▸ **EXERCISE PROMPT**
Below are the entries; count the lines in them that contain the word "persisted" and give only the number.

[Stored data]

══════════

PR #91104, opened 2026-08-20
fix(agent): replay plaintext Responses reasoning for relays without encrypted continuation blobs

Tom-A-Lynch:
## What does this PR do?

Fixes a silent reasoning-history loss that degenerates agents into tool-call loops when Hermes runs in Responses mode against a relay that returns **plaintext** reasoning instead of OpenAI's `encrypted_content` continuation blob.

The failure chain:

1. A Responses relay (e.g. Actual Computer's `api.actual.inc`, serving Kimi-K3 via vLLM) cannot mint OpenAI's opaque encrypted reasoning blob, so it returns model thinking as plaintext `reasoning` content.
2. Hermes's Responses adapter *displays* that reasoning but only *replays* reasoning items carrying `encrypted_content`. Plaintext reasoning is silently dropped from the next request.
3. The backend then renders historical assistant turns as an empty think block plus the tool call (`<think></think>` + action). Models whose chat templates attach thinking to the action turn (Kimi-K3) see malformed action-only history and collapse into repeated tool calls / infinitely growing greps.

The fix: when the route targets a plaintext-reasoning relay, capture the plaintext reasoning from the response and replay it as a `reasoning` item **at the head of the assistant turn it belongs to**, in OpenAI's canonical output order (`reasoning` → assistant message, if any → `function_call`(s)), surviving both preflight passes. The adjacency contract is turn-level: the relay attaches the reasoning to the contiguous assistant run that follows it (the whole model turn), so mixed text+tool-call turns and parallel tool calls replay losslessly too — pinned by regression tests, including the mixed-content shape raised in review.

Safety properties (all pinned by tests):

- Encrypted reasoning always takes precedence; the same thought is never replayed twice.
- The capability is gated to `provider=actual` or the exact `api.actual.inc` hostname (same idiom as the existing Azure Foundry hostname gate). Lookalike hosts (`api.actual.inc.evil.example`, path-embedded) do not qualify.
- Native OpenAI routes are byte-for-byte unaffected; the capability resets on provider switch within a session.
- Reasoning items keep a following item, so `missing_following_item` cannot trigger — and the empty-assistant-message guard never injects a synthetic message into a turn that has a `function_call`, which would split the run.

## Related Issue

No existing issue; searched open/closed PRs and issues for duplicates and found none. Happy to file one if preferred.

## Type of Change

- [x] 🐛 Bug fix (non-breaking change that fixes an issue)

## Changes Made

[...]

PR #97241, opened 2026-08-28
fix(responses): replay DeepSeek plaintext reasoning

franckrocca:
## Summary
- classify `api.deepseek.com` as a stable Responses issuer
- persist DeepSeek plaintext `reasoning_text` items when `encrypted_content` is null
- replay the provider-verified minimal `type + content` shape after tool calls
- drop those items across issuer changes

## Root cause
DeepSeek V4's stateless Responses API requires plaintext `reasoning_text` to be passed back after tool calls. Hermes previously persisted and replayed only encrypted reasoning carriers, so the second tool turn failed with HTTP 400.

## Tests
- `76 passed` — DeepSeek regression + adjacent Codex/xAI/provider parity
- `279 passed` — `tests/run_agent/test_run_agent.py`
- `compileall`, `git diff --check`, and Gitleaks pass

One pre-existing `_BarrierDB.flush_token_counts` thread warning remains in `test_run_agent.py`; no test failed.

### DIFF
--- a/agent/codex_responses_adapter.py
+++ b/agent/codex_responses_adapter.py
@@ -18,6 +18,7 @@ import unicodedata
 import uuid
 from types import SimpleNamespace
 from typing import Any, Dict, List, NamedTuple, Optional
+from urllib.parse import urlparse
 
 from agent.message_sanitization import deterministic_call_id
 from agent.prompt_builder import DEFAULT_AGENT_IDENTITY
@@ -48,7 +49,10 @@ def _classify_responses_issuer(
     if is_codex_backend:
         return "codex_backend"
     if base_url:
-        return f"other:{base_url}"
+        hostname = (urlparse(base_url).hostname or "").lower()
+        if hostname == "api.deepseek.com":
+            return "deepseek_responses"
+        return f"other:{base_url.rstrip('/')}"
     return "other"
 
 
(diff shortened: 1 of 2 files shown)


Enough1122:

**Overall:** Replays DeepSeek plaintext reasoning through Responses API.

**What it does**
- `agent/codex_responses_adapter.py:_classify_responses_issuer` now normalizes `base_url` via `urlparse(hostname)`; `api.deepseek.com` classifies as `deepseek_responses` vs generic `other:{base_url.rstrip('/')}`.
- `_chat_messages_to_responses_input` treats reasoning items without `encrypted_content` as replayable when `_issuer_kind=="deepseek_responses"` and `_normalize_plaintext_reasoning_content(ri.get("content"))` truthy. Replay shape is minimal `{"type":"reasoning","content":…}` stripping `id/_issuer_kind/status/summary` since DeepSeek stateless surface requires `reasoning_text` after every tool call.

**Non-blocking notes**
- `urlparse(hostname)` lowercases host — good for mixed-case `API.DeepSeek.COM`.
- `encrypted_reasoning = bool(ri.get("encrypted_content"))` — if DeepSeek ever sends `encrypted_content: null` vs missing, both false and plaintext path triggers; correct.
- Ensure `replay_item` for encrypted+plaintext hybrid keeps encrypted form (code does `plaintext and not encrypted` guard).

Correct provider-specific replay fix.

Malvix:
Cross-reference: same bug class observed on a third gateway (Aperture / Vercel AI Gateway shape serving `moonshotai/kimi-k3`): plaintext `reasoning_text` items with `encrypted_content` null are never persisted or replayed, so the thinking model loses its chain after the first tool call. #91104 covers `api.actual.inc`, this PR covers `api.deepseek.com`.

I opened #100918 with the host-agnostic form: capture and replay plaintext reasoning for any issuer that is not `codex_backend` / `xai_responses` / `github_responses`, so a new gateway does not need its own issuer entry. It mirrors the received `summary`/`content` shape rather than a minimal `type + content`, and stamps `_issuer_kind` the same way this PR does so the cross-issuer guard still drops items on a provider switch. The DeepSeek round-trip test here would be a good addition to that suite if maintainers prefer to consolidate; happy to go either way.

══════════

▸ **RESULT**
2